• _Your assignment_
Select from the data all lines with the word "gradient".

Data provided Block Start

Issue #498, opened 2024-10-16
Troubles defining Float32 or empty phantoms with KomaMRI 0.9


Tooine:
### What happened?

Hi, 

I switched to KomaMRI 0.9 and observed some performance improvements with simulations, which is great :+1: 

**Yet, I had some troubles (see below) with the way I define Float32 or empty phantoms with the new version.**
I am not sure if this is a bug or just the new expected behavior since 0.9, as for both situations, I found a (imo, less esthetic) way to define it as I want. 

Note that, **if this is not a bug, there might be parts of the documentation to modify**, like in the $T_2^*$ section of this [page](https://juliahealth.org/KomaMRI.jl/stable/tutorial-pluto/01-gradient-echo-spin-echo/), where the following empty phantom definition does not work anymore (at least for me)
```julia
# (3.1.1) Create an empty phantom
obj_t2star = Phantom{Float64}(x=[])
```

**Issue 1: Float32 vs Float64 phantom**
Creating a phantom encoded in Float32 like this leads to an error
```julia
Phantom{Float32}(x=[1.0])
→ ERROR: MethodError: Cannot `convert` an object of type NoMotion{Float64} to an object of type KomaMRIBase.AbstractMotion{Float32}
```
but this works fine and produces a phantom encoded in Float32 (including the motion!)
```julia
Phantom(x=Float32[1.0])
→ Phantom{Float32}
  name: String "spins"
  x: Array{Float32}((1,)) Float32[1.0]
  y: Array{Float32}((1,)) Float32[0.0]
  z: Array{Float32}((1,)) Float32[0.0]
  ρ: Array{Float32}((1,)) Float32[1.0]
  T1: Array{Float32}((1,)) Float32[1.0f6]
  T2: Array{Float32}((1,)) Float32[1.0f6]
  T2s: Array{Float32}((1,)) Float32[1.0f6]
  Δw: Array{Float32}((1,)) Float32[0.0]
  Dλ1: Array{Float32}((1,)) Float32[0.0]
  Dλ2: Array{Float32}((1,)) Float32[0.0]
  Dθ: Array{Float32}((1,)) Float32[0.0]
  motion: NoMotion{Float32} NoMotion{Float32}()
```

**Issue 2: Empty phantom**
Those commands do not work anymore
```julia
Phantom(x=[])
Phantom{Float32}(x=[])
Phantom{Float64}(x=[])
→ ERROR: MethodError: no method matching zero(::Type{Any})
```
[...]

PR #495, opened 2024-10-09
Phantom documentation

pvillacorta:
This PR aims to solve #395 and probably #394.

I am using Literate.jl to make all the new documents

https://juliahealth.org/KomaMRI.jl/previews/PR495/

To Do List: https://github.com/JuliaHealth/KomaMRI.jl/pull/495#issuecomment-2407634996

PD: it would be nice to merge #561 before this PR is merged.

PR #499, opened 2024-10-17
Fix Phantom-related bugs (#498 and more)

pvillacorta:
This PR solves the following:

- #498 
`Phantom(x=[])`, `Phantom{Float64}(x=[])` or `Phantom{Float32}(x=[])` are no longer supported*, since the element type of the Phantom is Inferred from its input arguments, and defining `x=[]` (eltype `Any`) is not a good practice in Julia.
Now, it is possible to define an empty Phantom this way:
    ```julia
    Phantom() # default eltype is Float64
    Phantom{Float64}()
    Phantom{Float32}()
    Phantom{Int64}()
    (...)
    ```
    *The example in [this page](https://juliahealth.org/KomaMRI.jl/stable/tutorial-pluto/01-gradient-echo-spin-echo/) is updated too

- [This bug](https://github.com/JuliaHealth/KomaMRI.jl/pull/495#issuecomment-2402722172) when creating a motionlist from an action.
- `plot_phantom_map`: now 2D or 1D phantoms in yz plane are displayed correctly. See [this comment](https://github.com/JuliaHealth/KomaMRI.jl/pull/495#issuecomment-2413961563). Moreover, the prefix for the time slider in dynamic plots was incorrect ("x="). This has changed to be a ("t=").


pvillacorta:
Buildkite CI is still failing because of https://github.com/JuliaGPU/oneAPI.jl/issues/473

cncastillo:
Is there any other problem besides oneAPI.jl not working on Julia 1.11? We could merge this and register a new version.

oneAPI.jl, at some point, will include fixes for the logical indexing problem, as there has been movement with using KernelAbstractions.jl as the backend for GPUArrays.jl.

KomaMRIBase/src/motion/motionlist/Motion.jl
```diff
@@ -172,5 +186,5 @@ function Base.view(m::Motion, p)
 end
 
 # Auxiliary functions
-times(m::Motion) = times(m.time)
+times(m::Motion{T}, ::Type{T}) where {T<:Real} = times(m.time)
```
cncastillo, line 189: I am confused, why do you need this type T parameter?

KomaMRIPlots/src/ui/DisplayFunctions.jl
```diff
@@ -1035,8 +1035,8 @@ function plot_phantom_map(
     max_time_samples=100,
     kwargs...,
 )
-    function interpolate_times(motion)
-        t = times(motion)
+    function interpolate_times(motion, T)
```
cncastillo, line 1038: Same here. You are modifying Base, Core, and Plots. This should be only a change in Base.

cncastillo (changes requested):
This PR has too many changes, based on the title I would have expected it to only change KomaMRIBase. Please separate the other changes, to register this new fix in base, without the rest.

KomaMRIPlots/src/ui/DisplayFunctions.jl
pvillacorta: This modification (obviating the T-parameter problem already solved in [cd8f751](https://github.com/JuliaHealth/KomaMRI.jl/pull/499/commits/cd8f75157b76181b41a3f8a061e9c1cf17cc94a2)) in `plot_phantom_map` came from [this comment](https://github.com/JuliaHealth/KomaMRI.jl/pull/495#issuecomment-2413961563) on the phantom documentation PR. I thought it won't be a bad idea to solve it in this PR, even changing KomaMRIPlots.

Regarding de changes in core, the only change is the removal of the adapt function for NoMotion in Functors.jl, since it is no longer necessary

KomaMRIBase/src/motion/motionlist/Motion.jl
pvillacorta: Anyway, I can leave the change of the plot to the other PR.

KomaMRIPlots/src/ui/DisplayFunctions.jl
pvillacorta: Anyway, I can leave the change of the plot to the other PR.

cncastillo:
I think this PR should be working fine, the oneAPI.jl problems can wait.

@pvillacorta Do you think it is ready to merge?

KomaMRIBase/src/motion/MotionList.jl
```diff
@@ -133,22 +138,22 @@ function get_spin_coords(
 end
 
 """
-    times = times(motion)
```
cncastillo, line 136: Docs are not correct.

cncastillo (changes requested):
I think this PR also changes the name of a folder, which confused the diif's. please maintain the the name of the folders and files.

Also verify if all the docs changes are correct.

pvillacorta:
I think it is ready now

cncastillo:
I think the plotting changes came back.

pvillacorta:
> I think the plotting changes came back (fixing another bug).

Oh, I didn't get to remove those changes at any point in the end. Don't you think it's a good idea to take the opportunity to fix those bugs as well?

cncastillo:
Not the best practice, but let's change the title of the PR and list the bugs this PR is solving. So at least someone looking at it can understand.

Data provided Block End

• _Task output_
Note that, **if this is not a bug, there might be parts of the documentation to modify**, like in the $T_2^*$ section of this [page](https://juliahealth.org/KomaMRI.jl/stable/tutorial-pluto/01-gradient-echo-spin-echo/), where the following empty phantom definition does not work anymore (at least for me)
    *The example in [this page](https://juliahealth.org/KomaMRI.jl/stable/tutorial-pluto/01-gradient-echo-spin-echo/) is updated too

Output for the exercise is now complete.